I totally understand. As much as I'd like a break, I would rather have all the kids play here where I KNOW I am doing a good job supervising everyone an making sure they are safely having fun vs letting them go out to s friends and worrying the whole time they're gone about what they are dong, are they being looked after, etc.

Michelle~ Mommy Confessions said...

wow that comment was just full of typos and craziness. Sorry about that- fast typing- no spellchecking. oops.

Kathy said...

OMG, that is just the height of rudeness. I have had kids just show up at my house and want to play with my kids...and I am like..who the hell are you and where did you come from?? Where's the parents? Do they even know where you are?? What the hell? Then they take up residence like they have no intention of ever going home. I have also had the drive by drop off and I was as put out as you. Geez, what the hell is wrong with these people?? You and I are a lot alike and I really like that about you. You rock! You can never be to careful about who hangs with your kids. Great post!!

Kathy
http://gigglingtruckerswife.blogspot.com

Michelle~ Mommy Confessions said...

You know what Kathy, I don;t even mind having the kids here, MOST of the time. What bothers me the most is that I get really upset that kids are out for hours at a time and their parents have no idea where they even are. I'd rather them be here where I know they are okay, but yeah, you can't hang here unless your parents give the okay first- sorry.

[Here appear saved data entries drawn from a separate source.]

Issue #135, opened 2021-04-30
Improve job submission options and add HTCondor / local submission


GernotMaier:
Improve the job submission for corsika / sim_telarray simulations and allow for a variety of job submission system (especially as DESY is moving towards HTCondor.

Goals:
- review current submission process using qsub
- add job submission using HTCondor (best using the python interface as described [here])(https://htcondor.readthedocs.io/en/latest/apis/python-bindings/index.html)
- allow also to run jobs simply in the background without any job submission system (one job at a time; not in parallel)

# HTCondor

Require for now a manual installation of the HTCondor python package (might do this automatically later)

# qsub

Add a one-line check that 'qsub' exists; e.g., when running

python applications/sim_showers_for_trigger_rates.py -a 4LST -s North         --primary proton --nruns 100 --nevents 10000 --output /workdir/

(if it doesn't, the application needs to be ctrl-c to stop)

PR #308, opened 2022-08-19
Improve job submission options

GernotMaier:
This PR adds additional options for running small productions on local workload system (see also issue #135) and removes duplicated code.

New class [simtools/job_submission/job_manager.py](simtools/job_submission/job_manager.py), e.g.:
```
subCmd="qsub -o log_out -e log_err"
# (could also be subCmd="condor_submit" when using HTCondor)
job_manager = JobManager(submitCommand=subCmd)
job_manager.submit(runScript, run_out_file)
```

I've put this classes into a new directory, in the expectation that we might expand this functionality in future and separate it into different classes (e.g., by getting more status information from the workload managers).

To use HTCondor, set 
```
submissionCommand: 'condor_submit '
```
in `config.yml`. 
Almost everything is identical compared to using gridengine. HTCondor provides as well a job information file (ending sublogfile.job with information about the job host and resources required. 

When using HTcondor, use `condor_q` to see your list of running jobs. 

To run a production without workload management system locally, set
```
submissionCommand: 'seriell_script '
```

### DIFF
--- a/applications/production.py
+++ b/applications/production.py
@@ -7,10 +7,16 @@
 
     The simulations are split into two stages: showers and array.
     Shower simulations are performed with CORSIKA and array simulations \
-    with sim_telarray.
+    with sim_telarray. Note that either shower or array simulations are \
+    submitted (so typically you first run shower simulations, and then the \
+    array simulations).
 
     A configuration file is required. See tests/resources/prodConfigTest.yml \
     for an example.
+
+    The workload management system used is given in the configuration file. \
+    Allowed systems are qsub (using gridengine), condor_submit \
+    (using HTcondor), and seriell_script (running the script locally).
 
     Command line arguments
     ----------------------
@@ -41,6 +47,8 @@
     .. code-block:: console
 
         python applications/production.py -t simulate -p tests/resources/prodConfigTest.yml --test
+
+    Running shower simulations.
 """
 
 import logging
--- a/applications/production.py
+++ b/applications/production.py
@@ -244,8 +244,7 @@ def main():
     if not args.showers_only:
         arraySimulators = dict()
         for primary, configData in arrayConfigs.items():
-            aa = ArraySimulator(label=label, configData=configData)
-            arraySimulators[primary] = aa
+            arraySimulators[primary] = ArraySimulator(label=label, configData=configData)
         # Running Arrays
         for primary, array in arraySimulators.items():
 
--- a/applications/production.py
+++ b/applications/production.py
@@ -228,7 +228,7 @@ def main():
 
             if args.task == "simulate":
                 print("Running ShowerSimulator for primary {}".format(primary))
-                shower.submit()
+                shower.submit(test=args.test)
 
             elif args.task == "list":
                 print(
@@ -251,7 +251,7 @@ def main():
             inputList = showerSimulators[primary].getListOfOutputFiles()
             if args.task == "simulate":
                 print("Running ArraySimulator for primary {}".format(primary))
-                array.submit(inputFileList=inputList)
+                array.submit(inputFileList=inputList, test=args.test)
 
             elif args.task == "lists":
                 print(
--- a/applications/production.py
+++ b/applications/production.py
@@ -205,7 +205,7 @@ def proccessSimulationConfigFile(configFile, primaryConfig, logger):
     return label, configShowers, configArrays
 
 
-if __name__ == "__main__":
+def main():
 
     args = parse(description=("Air shower and array simulations"))
 
@@ -273,3 +273,6 @@ if __name__ == "__main__":
             elif args.task == 'resources':
                 print('Printing computing resources report for primary {}'.format(primary))
                 array.printResourcesReport(inputList)
+
+if __name__ == "__main__":
+    main()
--- a/applications/production.py
+++ b/applications/production.py
@@ -274,5 +274,6 @@ def main():
                 print('Printing computing resources report for primary {}'.format(primary))
                 array.printResourcesReport(inputList)
 
+
 if __name__ == "__main__":
     main()
--- a/applications/production.py
+++ b/applications/production.py
@@ -98,7 +98,7 @@ def parse(description=None):
             "iron",
         ],
     )
-    group = parser.add_mutually_exclusive_group()
+    group = parser.add_mutually_exclusive_group(required=True)
     group.add_argument(
         "--array_only",
         help="Simulates only array detection, no showers",
--- a/applications/production.py
+++ b/applications/production.py
@@ -16,7 +16,7 @@
 
     The workload management system used is given in the configuration file. \
     Allowed systems are qsub (using gridengine), condor_submit \
-    (using HTcondor), and seriell_script (running the script locally).
+    (using HTcondor), and local (running the script locally).
 
     Command line arguments
     ----------------------
@@ -217,8 +217,6 @@ def main():
     label, showerConfigs, arrayConfigs = proccessSimulationConfigFile(
         args.productionconfig, args.primary, logger)
 
-    submitCommand = "more " if args.test else None
-
     # ShowerSimulators
     showerSimulators = dict()
     for primary, configData in showerConfigs.items():
@@ -230,7 +228,7 @@ def main():
 
             if args.task == "simulate":
                 print("Running ShowerSimulator for primary {}".format(primary))
-                shower.submit(submitCommand=submitCommand)
+                shower.submit()
 
             elif args.task == "list":
                 print(
@@ -243,19 +241,18 @@ def main():
                 shower.printResourcesReport()
 
     # ArraySimulators
-    arraySimulators = dict()
-    for primary, configData in arrayConfigs.items():
-        aa = ArraySimulator(label=label, configData=configData)
-        arraySimulators[primary] = aa
-
     if not args.showers_only:
+        arraySimulators = dict()
+        for primary, configData in arrayConfigs.items():
+            aa = ArraySimulator(label=label, configData=configData)
+            arraySimulators[primary] = aa
         # Running Arrays
         for primary, array in arraySimulators.items():
 
             inputList = showerSimulators[primary].getListOfOutputFiles()
             if args.task == "simulate":
                 print("Running ArraySimulator for primary {}".format(primary))
-                array.submit(inputFileList=inputList, submitCommand=submitCommand)
+                array.submit(inputFileList=inputList)
 
             elif args.task == "lists":
                 print(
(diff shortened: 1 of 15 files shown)


applications/production.py
```diff
@@ -7,11 +7,17 @@
...
+    with sim_telarray. Note that either shower or array simulations are \
+    submitted (so typically you first run shower simulations, and then the \
+    array simulations).
 
     A configuration file is required. See tests/resources/prodConfigTest.yml \
     for an example.
 
+    The workload management system used is given in the configuration file. \
+    Allowed systems are qsub (using gridengine), condor_submit \
+    (using HTcondor), and seriell_script (running the script locally).
```
orelgueta, line 19: What is seriell? Should it be serial? Or perhaps clearer, "local"?

simtools/job_submission/job_manager.py
```diff
@@ -0,0 +1,207 @@
...
+    ----------
+    submitCommand: str
+       job submission command (allowed is qsub, condor_submit, seriell_script
+    test: bool
+       testing mode without sub submission
+
+    Methods
+    -------
+    test_submission_system
+       Check that the requested workload manager exis
```
orelgueta, line 27: exists

simtools/job_submission/job_manager.py
```diff
@@ -0,0 +1,207 @@
...
+
+class JobManager:
+    """
+    JobManager provides an interface to workload managers
+    like gridengine or HTCondor.
+
+    Attributes
+    ----------
+    submitCommand: str
+       job submission command (allowed is qsub, condor_submit, seriell_script
```
orelgueta, line 20: The ``more`` option in the code is not described here (also I am not entirely sure what it achieves, see below).

simtools/job_submission/job_manager.py
```diff
@@ -0,0 +1,207 @@
...
+        """
+        Print submit script to screen for testing
+
+        """
+
+        self._logger.info('Testing script')
+
+        shellCommand = 'more ' + self.run_script
+
+        if not self.test:
```
orelgueta, line 137: I don't understand this, if ``more`` is for testing, why does it run only when ``test`` is false? 
The use of ``more`` to show the user the submission script is good, but I would call that option ``test`` (since I can't figure out the different between ``more`` and ``test`` so far).

simtools/job_submission/job_manager.py
```diff
@@ -0,0 +1,207 @@
...
+        """
+        Run a job script on the command line
+        (no submission to a workload manager)
+
+        """
+
+        self._logger.info('Running script locally')
+
+        shellCommand = self.run_script + \
+            " > " + self.run_out_file + ".out"
```
orelgueta, line 152: Don't we need here to direct the error stream to the ``.err`` file as well? I am not sure about the log (something I always wanted to handle internally actually).

simtools/job_submission/job_manager.py
```diff
@@ -0,0 +1,207 @@
...
+        except FileNotFoundError:
+            self._logger.error(
+                "Failed creating condor submission file {}".format(
+                    _condor_file))
+
+        shellCommand = self.submitCommand + " " + _condor_file
+        if not self.test:
+            os.system(shellCommand)
+        else:
+            self._logger.info('Testing (HTcondor')
```
orelgueta, line 184: Missing `)`. Why here for example we don't ``more`` the output file?

simtools/job_submission/job_manager.py
```diff
@@ -0,0 +1,207 @@
...
+        self,
+        submitCommand=None,
+        test=False
+    ):
+        """
+        JobManager init
+
+        Parameters
+        ----------
+        submitCommand: str
```
orelgueta, line 43: What is expected as the submit command here for example? A full qsub command with ``log_out`` etc.? I think that's what I understood from below, but I am not sure. If so, shouldn't we build it here like it's done for hcondor?

simtools/job_submission/job_manager.py
```diff
@@ -0,0 +1,207 @@
...
+    def _submit_gridengine(self):
+        """
+        Submit a job described by a shell script to gridengine
+
+        """
+
+        thisSubCmd = copy(self.submitCommand)
+        if 'log_out' in thisSubCmd:
+            thisSubCmd = thisSubCmd.replace(
+                'log_out', self.run_out_file + ".out")
```
orelgueta, line 195: I can't find where we inserted ``log_out`` and ``log_err`` in the submitCommand. If we trust the user it can break easily (also I don't see why we need to trust the user). 
Either way, I think we can create the submit command directly instead of this `replace`

simtools/util/names.py
```diff
@@ -949,7 +949,9 @@ def corsikaSubLogFileName(arrayName, site, primary, run, mode, label=None):
     """
     name = 'log-sub-corsika-run{}-{}-{}-{}'.format(run, arrayName, site, primary)
     name += '_{}'.format(label) if label is not None else ''
-    name += '-' + mode + '.log'
+    name += '.log'
+    if len(mode)>0:
+        name += "." + mode
```
orelgueta, line 954: Nowhere in the code did we use `.` to separate info in file names, we always used `-` or `_`. It's probably best not to mix a new convention, no?

orelgueta (commented):
Generally very simple and looks good.

I was wondering though, should we make it a little more automatic? For example, should we simply ask the user to say if they want `batch` simulations (or decide based on the number of jobs requested) and then decide automatically which system to use for submission based on priorities and the available systems (condor --> qsub)? This would allow us to avoid using `config.yml` for this.

Also, what about the requested resources? I couldn't see them in these specific changes. They can also be set automatically based on the compiled sim_telarray version and the number of events per job I guess.

applications/production.py
GernotMaier: Good suggestion - wasn't happy with serial - use local now.

simtools/job_submission/job_manager.py
GernotMaier: We can actually drop the `more` option, as we have the `--test` option (from the command line). This does not submit anything, but prints all the file names to the screen. One can easily check than that e.g., the sim_telarray command is correct and that the model has been exported correctly. 

I've remove everything related to `more`

simtools/job_submission/job_manager.py
GernotMaier: See previous comment.

simtools/job_submission/job_manager.py
GernotMaier: Agree - forgot the error stream. 

What exactly do you want to mean  with `I am not sure about the log...`?

simtools/job_submission/job_manager.py
GernotMaier: Agree - changed it to use the keyword `qsub` only and write always to out and err. Not sure why Raul had the option of specifying this in the config file. I think having a consistent way of doing things between qsub and HTcondor is good.

simtools/job_submission/job_manager.py
GernotMaier: This has been removed.

simtools/util/names.py
GernotMaier: OK - although we are writing so many files to disk with quite a lot of differences in style (e.g. `-` vs `_`).

GernotMaier:
I think I've address all points raised - so read for a second review.

On your comments at the beginning of the review: I think we need to discuss what production.py should do and what not and add some additional functionality in future updates (and not in this PR).

simtools/job_submission/job_manager.py
orelgueta: When submitting to the batch farm we also set a log file to which the logging goes. When running locally, the log goes to stdout. Not sure if through a unix command we can pipe the log (not the stdout) to a log file. 

I know it's possible in the logging package of python, which is something I have been wanting to do for a while now.

applications/production.py
```diff
@@ -243,19 +241,18 @@ def main():
...
     # ArraySimulators
-    arraySimulators = dict()
-    for primary, configData in arrayConfigs.items():
-        aa = ArraySimulator(label=label, configData=configData)
-        arraySimulators[primary] = aa
-
     if not args.showers_only:
+        arraySimulators = dict()
+        for primary, configData in arrayConfigs.items():
+            aa = ArraySimulator(label=label, configData=configData)
```
orelgueta, line 247: Why is this split into two lines? I actually saw you fixed this somewhere, just can't remember if it was here or somewhere else.

simtools/job_submission/job_manager.py
```diff
@@ -104,7 +104,7 @@ def submit(
 
         """
         self.run_script = str(run_script)
-        self.run_out_file = str(run_out_file)
+        self.run_out_file = str(run_out_file).replace(".log", "-log")
```
orelgueta, line 107: Wait, but isn't `log` here the actual extension and therefore should be `.log`? Sorry if I annoy with this point, just want to make sure.

orelgueta: OK now that I read below I actually see that there's another extension which is `.out`. We can chat about it tomorrow quickly, but in that case we probably don't need `-log` at all.

simtools/util/names.py
```diff
@@ -1097,7 +1098,8 @@ def simtelSubLogFileName(run, primary, arrayName, site, zenith, azimuth, mode, l
         arrayName
     )
     name += '_{}'.format(label) if label is not None else ''
-    name += '.log'
-    if len(mode)>0:
-        name += "." + mode
+    if len(mode) > 0:
+        name += "-log." + mode
```
orelgueta, line 1102: See my comment above, we can chat about it quickly tomorrow.

orelgueta (commented):
Made a couple of last comments. I think we are generally done, but thought I would mention anyway.

applications/production.py
GernotMaier: No idea - ` it wasn't me`

orelgueta: OK but this can definitely be made into one line then.

simtools/job_submission/job_manager.py
GernotMaier: OK - removed the log for out/err.

GernotMaier:
Hmm, integration tests are failing for applications not touched, e.g. running tests locally with:
```
python applications/tune_psf.py -s North -t LST-1 --model_version prod4 --data /tmp/pytest-of-maierg/pytest-35/test-data0/output/model/PSFcurve_data_v2.txt --zenith 20 --test --configFile /tmp/pytest-of-maierg/pytest-35/test-data0/config-simtools-test.yml
```
fails with
```
qt.qpa.plugin: Could not load the Qt platform plugin "xcb" in "" even though it was found.
This application failed to start because no Qt platform plugin could be initialized. Reinstalling the application may fix this problem.

Available platform plugins are: eglfs, minimal, minimalegl, offscreen, vnc, webgl, xcb
```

Michelle~ Mommy Confessions said...

And I'm not talking teenagers either. I am talking about dropping LITTLE kids off without even meeting me- like 6 and 7 years old.
And my 10 year olds friends, they go out RIGHT after school and don't go home until it's dark- which right now is like, an hour, lol... but it's not always like that.

I guess I am sounding very old fashioned- which I am actually not- at all.... but I just believe in knowing where my kids are and what they are doing, and who is looking out for them.

Fadz said...

There are people who really do not care what their kids are doing and with whom. The moment your child invites them to your house, they are relieved because it means they have some 'me time' and want to have as much time to themselves as possible.Meeting you would mean they have to make a plan about what time they will pick up their kids and some future plans about play dates. It is irresponsible and plain stupid because you do not know what could happen to your child.